13 Aralık 2012 Perşembe

Bir Kadının Vasiyetnamesi



Bu satırları okuyorsanız, ve tanışmamışsak, benimle tanışma şansını kaçırmışsınız demektir. İnşallah buraya geldiğinizde artık; demem de hoş kaçar mı bilmiyorum. Beni görmek değil de,  hissetmek için ruh çağırmanız gerekebilir. Küçük bir vasiyetname ile benden sonraki hayatın en azından ben varmışım gibi devam etmesine yardımcı olmak istiyorum. Ne de olsa hayat devam ediyor.
 Çocuklarımın sevdiği yemekleri sık sık yapmanızı arzu ediyorum. İlk göz ağrı olan, lahmacuna bayılır. Ben de onlara fındık lahmacun yaptırıyorum ki daha çok kıyma yesinler. Terbiyeli köfteye ise ikisi de biter. Özellikle içine küp küp patates ve havuç koyarsanız parmaklarını da yerler. Mantı olmazsa olmazları olsun lütfen. Yalnız yoğurtsuz ! Ha bir de bol bol balık ve fırında soğan.

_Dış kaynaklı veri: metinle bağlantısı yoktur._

PR #2315, opened 2021-03-17
Show statistics on Coronavirus landing page

kevindew:
Trello: https://trello.com/c/WVZPCn3t/203-spike-explore-embedding-covid-statistics-into-coronavirus-page

I've marked this PR as draft and do-not-merge as there are a number of steps that are needed before this can be merged:

- [x] Receive approval that statistics can be displayed in this form
- [x] Move the hardcoded copy into https://github.com/alphagov/govuk-coronavirus-content for consistency
- [x]  Publish the hardcoded copy in production

This adds a synchronous call when rendering /coronavirus to load statistic data from https://coronavirus.data.gov.uk. There are some concerns that this data could timeout, so there are a few safeguards. See commits for more details. 

The change looks like this:

Screenshot 2021-03-23 at 17 25 39

### DIFF
--- a/app/services/fetch_coronavirus_statistics_service.rb
+++ b/app/services/fetch_coronavirus_statistics_service.rb
@@ -1,0 +1,88 @@
+class FetchCoronavirusStatisticsService
+  CACHE_KEY = "coronavirus_statistics".freeze
+
+  Statistics = Struct.new(:cumulative_vaccinations,
+                          :cumulative_vaccinations_date,
+                          :hospital_admissions,
+                          :hospital_admissions_date,
+                          :new_positive_tests,
+                          :new_positive_tests_date,
+                          keyword_init: true)
+
+  def self.call
+    new.call
+  end
+
+  def call
+    # This API times out on occassion, so we'll keep a copy of our potentially
+    # stale data to use as a backup
+    backup_statistics = Rails.cache.fetch(CACHE_KEY)
+    statistics = fetch_current_statistics || backup_statistics
+
+    Statistics.new(statistics) if statistics && statistics.any?
+  end
+
+  private_class_method :new
+
+private
+
+  def fetch_current_statistics
+    Rails.cache.fetch(CACHE_KEY, expires_in: 30.minutes, race_condition_ttl: 5.minutes) do
+      request_statistics
+    end
+  rescue StandardError => e
+    Rails.logger.warn("Failed to load coronavirus statistics: #{e}")
+    intermittent_error = case e
+                         when Faraday::TimeoutError, Faraday::ConnectionFailed
+                           true
+                         when Faraday::ServerError
+                           [502, 504].include?(e.response_status)
+                         end
+
+    GovukError.notify(e) unless intermittent_error
+    nil
+  end
+
+  def request_statistics
+    connection = Faraday.new("https://coronavirus.data.gov.uk") do |f|
+      f.response(:raise_error)
+      f.options.timeout = 2
+    end
+
+    response = connection.get do |request|
+      request.url("/api/v1/data", {
+        filters: "areaName=United Kingdom;areaType=overview",
+        structure: {
+          "date" => "date",
+          "cumulativeVaccinations" => "cumPeopleVaccinatedFirstDoseByPublishDate",
+          "hospitalAdmissions" => "newAdmissions",
+          "newPositiveTests" => "newCasesByPublishDate",
+        }.to_json,
+      })
+    end
+
+    parse_response(response)
+  end
+
+  def parse_response(response)
+    data = JSON.parse(response.body).fetch("data")
+    parsed = {}
+
+    if (latest_vaccinations = data.find { |d| d["cumulativeVaccinations"] })
+      parsed[:cumulative_vaccinations] = latest_vaccinations["cumulativeVaccinations"]
+      parsed[:cumulative_vaccinations_date] = Date.parse(latest_vaccinations["date"])
+    end
+
+    if (latest_admissions = data.find { |d| d["hospitalAdmissions"] })
+      parsed[:hospital_admissions] = latest_admissions["hospitalAdmissions"]
+      parsed[:hospital_admissions_date] = Date.parse(latest_admissions["date"])
+    end
+
+    if (latest_tests = data.find { |d| d["newPositiveTests"] })
+      parsed[:new_positive_tests] = latest_tests["newPositiveTests"]
+      parsed[:new_positive_tests_date] = Date.parse(latest_tests["date"])
+    end
+
+    parsed
+  end
+end
--- a/spec/services/fetch_coronavirus_statistics_service_spec.rb
+++ b/spec/services/fetch_coronavirus_statistics_service_spec.rb
@@ -1,0 +1,122 @@
+RSpec.describe FetchCoronavirusStatisticsService do
+  describe ".call" do
+    it "returns a Statistics object" do
+      body = {
+        data: [
+          { "date" => "2021-03-18", "cumulativeVaccinations" => nil, "hospitalAdmissions" => nil, "newPositiveTests" => 6303 },
+          { "date" => "2021-03-17", "cumulativeVaccinations" => 25_735_472, "hospitalAdmissions" => nil, "newPositiveests" => 5758 },
+          { "date" => "2021-03-16", "cumulativeVaccinations" => 25_273_226, "hospitalAdmissions" => nil, "newPositiveests" => 5294 },
+          { "date" => "2021-03-15", "cumulativeVaccinations" => 24_839_906, "hospitalAdmissions" => nil, "newPositiveests" => 5089 },
+          { "date" => "2021-03-14", "cumulativeVaccinations" => 24_453_221, "hospitalAdmissions" => 426, "newPositiveests" => 4618 },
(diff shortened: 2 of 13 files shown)


spec/controllers/taxons_controller_spec.rb
```diff
@@ -1,5 +1,3 @@
-require_relative "../../test/support/coronavirus_helper"
```
JonathanHallam, line 1: just doing an initial glance at the code rather than a full, why is this being removed?

JonathanHallam: because that helper's been removed, I'll show myself out

kevindew: Ah don't worry - I should have left a note in the commit. I think it was just an error that someone left this in the taxons_controller spec as that doesn't have anything to do with the coronavirus helpers.

spec/services/fetch_coronavirus_statistics_service_spec.rb
```diff
@@ -0,0 +1,124 @@
...
+
+    context "when there is missing data" do
+      it "returns nil for no data" do
+        stub_request(:get, /coronavirus.data.gov.uk/)
+          .to_return(status: 200, body: { data: [] }.to_json)
+
+        expect(described_class.call).to be_nil
+      end
+
+      it "sets only the fields that have data" do
```
JonathanHallam, line 38: It's good that it can deal with this situation but are we ever expecting it to happen? IE can some fields on coronavirus.data.gov.uk return nil whilst others have values? Also, can the frontend deal with this? Will it show headings for all fields or just those that have data?

I'm not sure what the user would think if some values showed whilst others didn't.

test/support/coronavirus_helpers.rb
```diff
@@ -0,0 +1,130 @@
+module CoronavirusHelpers
```
JonathanHallam, line 1: There's two lines of change on this file when compared to the helper it's replacing. I'm going to assume that that's just the `module CoronavirusHelpers` line 1 and the `end` that this necessitates rather than going thought line by line 😂

JonathanHallam (commented):
Happy with the approach, this looks good 🎉

test/support/coronavirus_helpers.rb
kevindew: Yup, that's correct no further modifications. I should have done the module change and rename as separate commits then it'd have been easier to see the changes with whitespace off.

spec/services/fetch_coronavirus_statistics_service_spec.rb
kevindew: Yup, the frontend can deal with this - we have conditionals for each option and just won't show a block if there isn't the  data. I don't think a user would be particularly concerned if some showed and not others, we don't tell them what to expect to see.

The API does currently return some fields null as per output actual output from: https://github.com/alphagov/collections/pull/2315/files#diff-583212f27e5e2c931d9ead6be0a3e8b8b55aac9420e3e1dc277d4259004acbb2R5-R13

Question is whether the API could return with all the fields being null, that'd seem very unlikely if it was all operating ok as they'd have to not update the data for a very long time. However given it's an external service and it would be correct to their schema to all be null it feels like it should be handled.

spec/services/fetch_coronavirus_statistics_service_spec.rb
```diff
@@ -0,0 +1,124 @@
...
+      body = {
+        data: [
+          { "date" => "2021-03-18", "cumulativeVaccinations" => nil, "hospitalAdmissions" => nil, "newPositiveTests" => 6303 },
+          { "date" => "2021-03-17", "cumulativeVaccinations" => 25_735_472, "hospitalAdmissions" => nil, "newPositiveests" => 5758 },
+          { "date" => "2021-03-16", "cumulativeVaccinations" => 25_273_226, "hospitalAdmissions" => nil, "newPositiveests" => 5294 },
+          { "date" => "2021-03-15", "cumulativeVaccinations" => 24_839_906, "hospitalAdmissions" => nil, "newPositiveests" => 5089 },
+          { "date" => "2021-03-14", "cumulativeVaccinations" => 24_453_221, "hospitalAdmissions" => 426, "newPositiveests" => 4618 },
+          { "date" => "2021-03-13", "cumulativeVaccinations" => 24_196_211, "hospitalAdmissions" => 460, "newPositiveests" => 5534 },
+        ],
+      }
```
leenagupte, line 13: This is great! Thanks for clarifying what we expect data from coronavirus.data.gov.uk to look like ❤️

app/services/fetch_coronavirus_statistics_service.rb
```diff
@@ -0,0 +1,84 @@
...
+  def fetch_current_statistics
+    Rails.cache.fetch(CACHE_KEY, expires_in: 30.minutes, race_condition_ttl: 5.minutes) do
+      request_statistics
+    end
+  rescue StandardError => e
+    Rails.logger.warn("Failed to load coronavirus statistics: #{e}")
+    intermittent_error = e.is_a?(Faraday::ConnectionFailed) ||
+      e.is_a?(Faraday::ServerError) && [502, 504].include?(e.response_status)
+
+    GovukError.notify(e) if !e.is_a?(Faraday::TimeoutError) && !intermittent_error
```
leenagupte, line 38: The logic for `intermittent_error` is a bit of brain twister. Until I saw the tests, I read it to mean we notify Sentry if the error **is** a 502 or 504.

spec/services/fetch_coronavirus_statistics_service_spec.rb
```diff
@@ -0,0 +1,124 @@
...
+        stub_request(:get, /coronavirus.data.gov.uk/).to_timeout
+        expect(GovukError).not_to receive(:notify)
+
+        described_class.call
+      end
+
+      it "doens't notify GovukError on 502 and 504 errors" do
+        stub_request(:get, /coronavirus.data.gov.uk/)
+          .to_return(status: 502)
+          .then
```
leenagupte, line 76: This is nice! I didn't know it was possible to do this.

spec/services/fetch_coronavirus_statistics_service_spec.rb
```diff
@@ -0,0 +1,124 @@
...
+          .to receive(:fetch)
+          .with(described_class::CACHE_KEY)
+          .and_return(stale_stats)
+
+        allow(Rails.cache)
+          .to receive(:fetch)
+          .with(described_class::CACHE_KEY, expires_in: 30.minutes, race_condition_ttl: 5.minutes)
+          .and_call_original
+
+        expect(described_class.call).to have_attributes(stale_stats)
```
leenagupte, line 110: Sorry, I'm a bit confused, how does this test work? How do we know that cache data is stale?

leenagupte (commented):
I had a quick look at this out of curiosity, I'll leave Alex to do the official review. 
The test data is amazing! It really helps to see what we're expecting the data to look like. I've left a couple of inline questions/comments, but nothing major.

GDSNewt:
Hi @kevindew , much like Leena I felt like just commenting 'nice!' on a lot of this code 😄 . I especially liked how you dealt with the inconsistent API data, and as Leena noted the test data really shows how the information displayed can be staggered. 

The only note I really had was regarding the naming the variable names in the partials, I was reviewing commit by commit, but I see you have removed some of the ambiguity in the final commit. Also content in your explanations to John's earlier review. Happy to approve 👍

GDSNewt (approved):
:shipit:

app/services/fetch_coronavirus_statistics_service.rb
kevindew: Yup, you're right. I've refactored it to be an easier read.

spec/services/fetch_coronavirus_statistics_service_spec.rb
kevindew: I had to Google 😁

spec/services/fetch_coronavirus_statistics_service_spec.rb
kevindew: Yeah, this is a bit nuanced - it was quite hard to document as a test. I've refactored it a little to try make it a better read, though I don't think it's ever going to be great.

So the code works by first making a request to the cache without an expiry to load data whether it's fresh or stale, and then it then makes a second call to the cache which will load fresh data or make the API request.

What this test does is it stubs the call of the first cache call, so the output of that is predictable. It then has the second cache call fail. By the code returning the data from the first cache call we know that it had to have been from the first cache and therefore resilient to failure on the second call.

app/services/fetch_coronavirus_statistics_service.rb
```diff
@@ -0,0 +1,88 @@
...
+  rescue StandardError => e
+    Rails.logger.warn("Failed to load coronavirus statistics: #{e}")
+    intermittent_error = case e
+                         when Faraday::TimeoutError, Faraday::ConnectionFailed
+                           true
+                         when Faraday::ServerError
+                           [502, 504].include?(e.response_status)
+                         end
+
+    GovukError.notify(e) unless intermittent_error
```
leenagupte, line 42: This is much easier to read. Thanks!

leenagupte (approved):
Thanks for the explanations 🏅 👍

 Geceleri,  büyük kız babasıyla, ufaklık benimle yatardı. Onunla beraber yatma şerefine ererseniz, hazırlıklı olun uyuyuncaya kadar size “çeni çeviyorum ve iyi çeçeler” diyecektir. Ona sıkılmadan aynısını tekrarlayın, bazen yüzlerce kez söylüyor çünkü. Yanınıza mutlaka pelüş zuzu’yu alın. Onu uyutuyormuş gibi yaparsanız,  uykuya dalma süresi, biraz kısalabilir şanslıysanız. Yoksa ondan önce siz, uykunun geniş kanatlarına düşebilirsiniz. Büyük kıza gelince, mutlaka kısa kol tercih edin yatarken kendinize pijama olarak. Yoksa kolunu, kolunuzdan sokacağından, kazağınızın kolunu genişletebilir.
 Sık sık geniz akıntıları olur o yüzden, kışın bol bol deniz suyu spreyini ihmal etmeyin.
 Birbirlerine kızmalarına izin verin, ama asla küs durmalarına müsaade etmeyin. Küslük, süt gibidir. Bir kesildi mi; daha ne yoğurt olur ondan, ne de muhallebi.  Anılarını saklamayı öğretin. Onları, hayat telaşı içinde biriktirmeleri, aslında zamanın ne kadar çabuk aktığını hissetmelerine yardımcı olacaktır. Bol bol resim çeksinler. Cansız hatıralar, zamanın en kuvvetli düşmanlarıdırlar. Her ikisi de saatini tam öğlen on ikiye kursun ki, her çaldığında onlara birbirlerini ve günün yarıya indiğini hatırlatsın. Aslında ömrün.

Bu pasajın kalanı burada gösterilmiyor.